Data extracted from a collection
== Segment start ==

PR #1896, opened 2016-10-26
fix #1886 - readline completer with space

mitnk:
As titled for #1886

PR #1899, opened 2016-10-26
additional fixes for tab completion with spaces in readline

adqm:
I think #1896 fixed some things partially w.r.t. tab completion in readline with spaces, but it seemed to cause other issues for me when:
- the first completion resulted in a fully-quoted directory, and
- I hit tab again to continue completing

I believe this patch should fix that behavior.

### DIFF
--- a/xonsh/readline_shell.py
+++ b/xonsh/readline_shell.py
@@ -25,7 +25,7 @@ from xonsh.lazyasd import LazyObject
 from xonsh.base_shell import BaseShell
 from xonsh.ansi_colors import ansi_partial_color_format, ansi_color_style_names, ansi_color_style
 from xonsh.prompt.base import partial_format_prompt, multiline_prompt
-from xonsh.tools import print_exception
+from xonsh.tools import print_exception, check_for_partial_string
 from xonsh.platform import ON_WINDOWS, ON_CYGWIN, ON_DARWIN
 from xonsh.lazyimps import pygments, pyghooks
 
@@ -258,18 +258,25 @@ class ReadlineShell(BaseShell, cmd.Cmd):
     def completedefault(self, text, line, begidx, endidx):
         """Implements tab-completion for text."""
         rl_completion_suppress_append()  # this needs to be called each time
-        _rebind_case_sensitive_completions()
-
-        line = builtins.aliases.expand_alias(line)
-        mline = line.rpartition(' ')[2]
-        offs = len(mline) - len(text)
+        offset = 0
+        _s, _e, _q = check_for_partial_string(line)
+        if _s is not None and _e is None:
+            # we are in a partial string; we should complete based
+            # on this part now
+            offset = begidx - _s
+            begidx = _s
+        elif _e == endidx:
+            offset = begidx - _s
+            begidx = _s
+            endidx -= 1
         if self.completer is None:
             x = []
         else:
-            x = [(i[offs:] if " " in i[:-1] else i)
-                 for i in self.completer.complete(text, line,
-                                                  begidx, endidx,
-                                                  ctx=self.ctx)[0]]
+            comps = self.completer.complete(text, line,
+                                            begidx, endidx,
+                                            ctx=self.ctx)
+            x = [(i[offset:] if " " in i[:-1] else i)
+                 for i in comps[0]]
         return x
 
     # tab complete on first index too
--- a/xonsh/readline_shell.py
+++ b/xonsh/readline_shell.py
@@ -269,6 +269,12 @@ class ReadlineShell(BaseShell, cmd.Cmd):
             offset = begidx - _s
             begidx = _s
             endidx -= 1
+        elif (_s is not None and
+                _e is not None and
+                not any(i == ' ' for i in line[_e:begidx])):
+            line = line[:_e] + line[_e+1:]
+            offset = begidx - _s
+            begidx = _s
         if self.completer is None:
             x = []
         else:


gforsyth:
Thanks for putting this in @adqm.  Sorry for the last patch breaking stuff on your end.  

There's a bit of weird behavior here, if I do

```console
mkdir -p '/tmp/path with spaces/ok'
mkdir -p '/tmp/path with spaces/pok'
```

`cd`ing to either of those dirs, if I complete as far as `/tmp/path with spaces/` and hit tab twice, the trailing quote disappears and I can complete from the listed options without issue.

```console
gil@bad_cat ~ $ cd '/tmp/path with spaces/
spaces/ok/'   spaces/pok/'  
gil@bad_cat ~ $ cd '/tmp/path with spaces/pok/'
```

but if I already know I want to go into, say, `pok`, and I do

```console
gil@bad_cat ~ $ cd 'tmp/path with spaces/'p<TAB>
gil@bad_cat ~ $ cd '/tmp/path with '/tmp/path with spaces/pok/'
```

adqm:
> Sorry for the last patch breaking stuff on your end. 

It's actually always been broken, just in a different way...

> but if I already know I want to go into, say, pok, and I do

Ah, I see.  I can try to work on that.  This whole thing is a hack, as readline's completion system specifically delimits based on spaces.  But I think we can get something to work that fixes all of these issues.

scopatz:
This page might help: https://robots.thoughtbot.com/tab-completion-in-gnu-readline#adding-quoting-support, if you haven't seen it already.

adqm:
The hard part there, @scopatz, is things like the `r'''` that aren't likely to work with anything built in to readline...

scopatz:
Yeah, readline can be tricky that way.

adqm:
I just pushed another commit that should (I think) account for the case you mentioned, @gforsyth.  Do you mind giving it a try?

mitnk:
I tried the cases from @gforsyth , the latest commit fixed the issue.

Thanks @adqm for the extra fixes in this PR!

gforsyth:
Hey @adqm -- almost resolved, I think it's off by one character.  Same dir structure:

```console
/tmp/path with spaces/ok
/tmp/path with spaces/pok
```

== Segment end ==

**EXERCISE INSTRUCTIONS**
Quote the records above from their first line through the line containing "I think #1896", both ends included.

**WRITTEN ANSWER**
PR #1896, opened 2016-10-26
fix #1886 - readline completer with space

mitnk:
As titled for #1886

PR #1899, opened 2016-10-26
additional fixes for tab completion with spaces in readline

adqm:
I think #1896 fixed some things partially w.r.t. tab completion in readline with spaces, but it seemed to cause other issues for me when:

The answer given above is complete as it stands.